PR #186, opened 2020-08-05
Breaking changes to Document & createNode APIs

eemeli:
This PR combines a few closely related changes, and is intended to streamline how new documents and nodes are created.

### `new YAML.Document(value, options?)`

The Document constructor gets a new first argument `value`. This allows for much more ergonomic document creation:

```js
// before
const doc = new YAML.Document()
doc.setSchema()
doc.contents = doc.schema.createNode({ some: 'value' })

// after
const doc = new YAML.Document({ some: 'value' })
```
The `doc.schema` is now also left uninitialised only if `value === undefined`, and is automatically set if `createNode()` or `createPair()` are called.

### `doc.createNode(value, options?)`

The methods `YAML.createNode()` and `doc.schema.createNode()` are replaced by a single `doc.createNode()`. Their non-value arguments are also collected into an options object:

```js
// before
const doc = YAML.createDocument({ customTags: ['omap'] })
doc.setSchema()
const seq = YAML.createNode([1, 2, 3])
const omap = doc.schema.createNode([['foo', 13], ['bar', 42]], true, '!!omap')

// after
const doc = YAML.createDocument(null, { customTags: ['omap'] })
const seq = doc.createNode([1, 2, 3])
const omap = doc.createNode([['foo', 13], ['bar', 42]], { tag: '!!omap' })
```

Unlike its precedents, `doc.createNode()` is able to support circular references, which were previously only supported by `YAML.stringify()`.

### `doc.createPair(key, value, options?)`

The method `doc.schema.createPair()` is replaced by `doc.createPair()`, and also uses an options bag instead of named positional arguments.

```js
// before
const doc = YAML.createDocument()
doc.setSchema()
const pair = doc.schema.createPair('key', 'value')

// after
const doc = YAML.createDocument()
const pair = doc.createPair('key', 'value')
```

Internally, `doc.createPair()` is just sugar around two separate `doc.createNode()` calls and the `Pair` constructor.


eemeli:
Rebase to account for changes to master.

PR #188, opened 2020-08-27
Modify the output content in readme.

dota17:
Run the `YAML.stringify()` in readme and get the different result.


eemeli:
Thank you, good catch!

===

* WORK INSTRUCTIONS
The records above are to be transcribed exactly, with nothing left out.

* FINISHED TASK
PR #186, opened 2020-08-05
Breaking changes to Document & createNode APIs

eemeli:
This PR combines a few closely related changes, and is intended to streamline how new documents and nodes are created.

### `new YAML.Document(value, options?)`

The Document constructor gets a new first argument `value`. This allows for much more ergonomic document creation:

```js
// before
const doc = new YAML.Document()
doc.setSchema()
doc.contents = doc.schema.createNode({ some: 'value' })

// after
const doc = new YAML.Document({ some: 'value' })
```
The `doc.schema` is now also left uninitialised only if `value === undefined`, and is automatically set if `createNode()` or `createPair()` are called.

### `doc.createNode(value, options?)`

The methods `YAML.createNode()` and `doc.schema.createNode()` are replaced by a single `doc.createNode()`. Their non-value arguments are also collected into an options object:

```js
// before
const doc = YAML.createDocument({ customTags: ['omap'] })
doc.setSchema()
const seq = YAML.createNode([1, 2, 3])
const omap = doc.schema.createNode([['foo', 13], ['bar', 42]], true, '!!omap')

// after
const doc = YAML.createDocument(null, { customTags: ['omap'] })
const seq = doc.createNode([1, 2, 3])
const omap = doc.createNode([['foo', 13], ['bar', 42]], { tag: '!!omap' })
```

Unlike its precedents, `doc.createNode()` is able to support circular references, which were previously only supported by `YAML.stringify()`.

### `doc.createPair(key, value, options?)`

The method `doc.schema.createPair()` is replaced by `doc.createPair()`, and also uses an options bag instead of named positional arguments.

```js
// before
const doc = YAML.createDocument()
doc.setSchema()
const pair = doc.schema.createPair('key', 'value')

// after
const doc = YAML.createDocument()
const pair = doc.createPair('key', 'value')
```

Internally, `doc.createPair()` is just sugar around two separate `doc.createNode()` calls and the `Pair` constructor.


eemeli:
Rebase to account for changes to master.

PR #188, opened 2020-08-27
Modify the output content in readme.

dota17:
Run the `YAML.stringify()` in readme and get the different result.


eemeli:
Thank you, good catch!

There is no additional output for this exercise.